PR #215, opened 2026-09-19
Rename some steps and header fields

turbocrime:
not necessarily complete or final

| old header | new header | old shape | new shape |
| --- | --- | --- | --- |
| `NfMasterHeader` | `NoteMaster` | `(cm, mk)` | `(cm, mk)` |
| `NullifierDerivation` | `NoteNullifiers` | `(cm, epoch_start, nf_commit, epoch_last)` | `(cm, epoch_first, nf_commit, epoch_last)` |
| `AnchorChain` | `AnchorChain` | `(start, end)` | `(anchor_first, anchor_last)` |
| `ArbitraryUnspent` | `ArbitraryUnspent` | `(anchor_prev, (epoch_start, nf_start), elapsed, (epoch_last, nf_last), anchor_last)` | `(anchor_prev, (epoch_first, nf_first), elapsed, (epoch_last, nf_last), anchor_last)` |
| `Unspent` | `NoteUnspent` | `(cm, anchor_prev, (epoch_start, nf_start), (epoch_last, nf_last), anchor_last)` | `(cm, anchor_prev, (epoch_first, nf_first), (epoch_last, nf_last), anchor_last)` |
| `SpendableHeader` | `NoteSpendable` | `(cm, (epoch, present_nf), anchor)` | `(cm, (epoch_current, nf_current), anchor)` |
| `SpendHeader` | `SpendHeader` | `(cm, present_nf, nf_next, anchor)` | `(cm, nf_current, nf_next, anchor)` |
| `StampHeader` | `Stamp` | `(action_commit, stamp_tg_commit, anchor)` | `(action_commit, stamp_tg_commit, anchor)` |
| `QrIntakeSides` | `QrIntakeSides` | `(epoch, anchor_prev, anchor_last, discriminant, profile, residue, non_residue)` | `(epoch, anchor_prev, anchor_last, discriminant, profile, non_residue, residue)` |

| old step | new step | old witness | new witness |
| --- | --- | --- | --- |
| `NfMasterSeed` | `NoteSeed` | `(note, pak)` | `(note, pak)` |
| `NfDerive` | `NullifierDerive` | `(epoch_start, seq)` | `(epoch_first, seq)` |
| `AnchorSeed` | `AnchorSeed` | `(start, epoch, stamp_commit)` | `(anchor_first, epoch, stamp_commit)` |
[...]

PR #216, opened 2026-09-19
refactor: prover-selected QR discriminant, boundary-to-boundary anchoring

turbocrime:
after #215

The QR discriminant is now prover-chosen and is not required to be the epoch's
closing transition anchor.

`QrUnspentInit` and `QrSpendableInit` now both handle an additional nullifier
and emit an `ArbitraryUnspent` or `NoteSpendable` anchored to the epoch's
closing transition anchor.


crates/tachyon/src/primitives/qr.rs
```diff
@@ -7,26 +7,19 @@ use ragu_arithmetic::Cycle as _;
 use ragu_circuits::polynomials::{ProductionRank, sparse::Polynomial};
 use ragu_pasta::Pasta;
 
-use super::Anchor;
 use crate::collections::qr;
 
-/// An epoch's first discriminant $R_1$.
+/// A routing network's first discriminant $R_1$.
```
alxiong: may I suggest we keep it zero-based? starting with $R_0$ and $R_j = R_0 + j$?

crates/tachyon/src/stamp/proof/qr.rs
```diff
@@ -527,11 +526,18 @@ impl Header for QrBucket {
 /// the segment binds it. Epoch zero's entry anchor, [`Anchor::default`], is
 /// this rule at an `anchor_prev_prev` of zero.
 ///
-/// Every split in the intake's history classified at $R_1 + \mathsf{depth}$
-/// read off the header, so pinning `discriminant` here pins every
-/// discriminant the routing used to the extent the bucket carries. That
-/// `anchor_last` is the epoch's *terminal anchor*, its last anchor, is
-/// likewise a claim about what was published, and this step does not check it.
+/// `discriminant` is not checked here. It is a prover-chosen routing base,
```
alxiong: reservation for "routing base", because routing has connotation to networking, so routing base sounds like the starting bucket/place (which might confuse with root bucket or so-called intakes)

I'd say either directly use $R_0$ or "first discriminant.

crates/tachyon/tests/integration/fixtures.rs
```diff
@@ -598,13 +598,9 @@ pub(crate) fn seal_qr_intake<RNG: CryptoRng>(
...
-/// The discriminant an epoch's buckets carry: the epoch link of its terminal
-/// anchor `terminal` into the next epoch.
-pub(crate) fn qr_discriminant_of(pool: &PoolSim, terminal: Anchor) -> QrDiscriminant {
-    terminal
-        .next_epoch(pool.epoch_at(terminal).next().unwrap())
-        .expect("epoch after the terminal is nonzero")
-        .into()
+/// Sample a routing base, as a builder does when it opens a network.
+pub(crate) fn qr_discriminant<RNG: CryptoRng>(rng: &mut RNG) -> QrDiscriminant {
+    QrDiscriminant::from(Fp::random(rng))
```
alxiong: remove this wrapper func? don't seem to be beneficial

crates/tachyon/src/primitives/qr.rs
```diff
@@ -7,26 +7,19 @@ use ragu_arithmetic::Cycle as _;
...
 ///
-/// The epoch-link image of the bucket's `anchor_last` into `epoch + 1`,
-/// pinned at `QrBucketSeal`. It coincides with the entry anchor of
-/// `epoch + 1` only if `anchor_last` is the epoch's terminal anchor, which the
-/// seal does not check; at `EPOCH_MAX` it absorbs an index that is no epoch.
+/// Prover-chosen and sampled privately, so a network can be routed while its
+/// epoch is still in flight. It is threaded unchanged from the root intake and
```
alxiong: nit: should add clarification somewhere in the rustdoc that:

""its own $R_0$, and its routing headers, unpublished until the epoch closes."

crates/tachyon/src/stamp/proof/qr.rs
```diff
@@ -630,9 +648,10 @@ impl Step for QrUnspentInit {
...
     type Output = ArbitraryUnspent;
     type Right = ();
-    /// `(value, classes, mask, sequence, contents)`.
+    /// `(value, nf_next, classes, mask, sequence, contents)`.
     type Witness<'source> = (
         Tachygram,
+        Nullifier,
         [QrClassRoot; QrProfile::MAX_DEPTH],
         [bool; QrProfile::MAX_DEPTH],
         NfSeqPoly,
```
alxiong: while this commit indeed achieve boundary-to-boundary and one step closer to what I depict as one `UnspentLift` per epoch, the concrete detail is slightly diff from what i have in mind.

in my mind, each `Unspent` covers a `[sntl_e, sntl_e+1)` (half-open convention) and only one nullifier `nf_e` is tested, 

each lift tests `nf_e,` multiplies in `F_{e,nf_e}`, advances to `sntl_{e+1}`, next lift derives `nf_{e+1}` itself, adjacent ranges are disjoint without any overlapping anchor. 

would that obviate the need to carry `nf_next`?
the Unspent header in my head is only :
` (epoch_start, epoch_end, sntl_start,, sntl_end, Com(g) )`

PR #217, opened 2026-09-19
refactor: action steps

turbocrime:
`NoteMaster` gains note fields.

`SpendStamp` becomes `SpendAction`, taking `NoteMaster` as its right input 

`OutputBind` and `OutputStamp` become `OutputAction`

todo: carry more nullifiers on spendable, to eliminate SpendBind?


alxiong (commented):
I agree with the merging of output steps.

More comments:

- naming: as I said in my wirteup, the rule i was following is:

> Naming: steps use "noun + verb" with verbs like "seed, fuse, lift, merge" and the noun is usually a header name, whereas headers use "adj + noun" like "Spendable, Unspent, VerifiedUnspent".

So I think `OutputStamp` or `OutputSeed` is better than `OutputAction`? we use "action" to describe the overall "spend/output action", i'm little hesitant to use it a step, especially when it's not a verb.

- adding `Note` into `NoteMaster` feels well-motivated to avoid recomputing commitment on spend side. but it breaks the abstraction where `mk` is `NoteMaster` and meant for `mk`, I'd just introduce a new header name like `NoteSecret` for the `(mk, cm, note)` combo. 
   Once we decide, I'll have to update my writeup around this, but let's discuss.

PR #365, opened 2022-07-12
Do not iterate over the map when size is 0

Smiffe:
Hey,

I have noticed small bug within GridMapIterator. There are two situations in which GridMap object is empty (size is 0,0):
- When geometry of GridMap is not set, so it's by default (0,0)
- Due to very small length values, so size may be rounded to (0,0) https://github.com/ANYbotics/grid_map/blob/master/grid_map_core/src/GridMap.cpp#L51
◆ ◆ ◆ ◆
* [WHAT THE EXERCISE ASKS]
Report the number of lines in the listing above that include the word "opened", and nothing else.

* [ANSWER FOR THIS EXERCISE]
4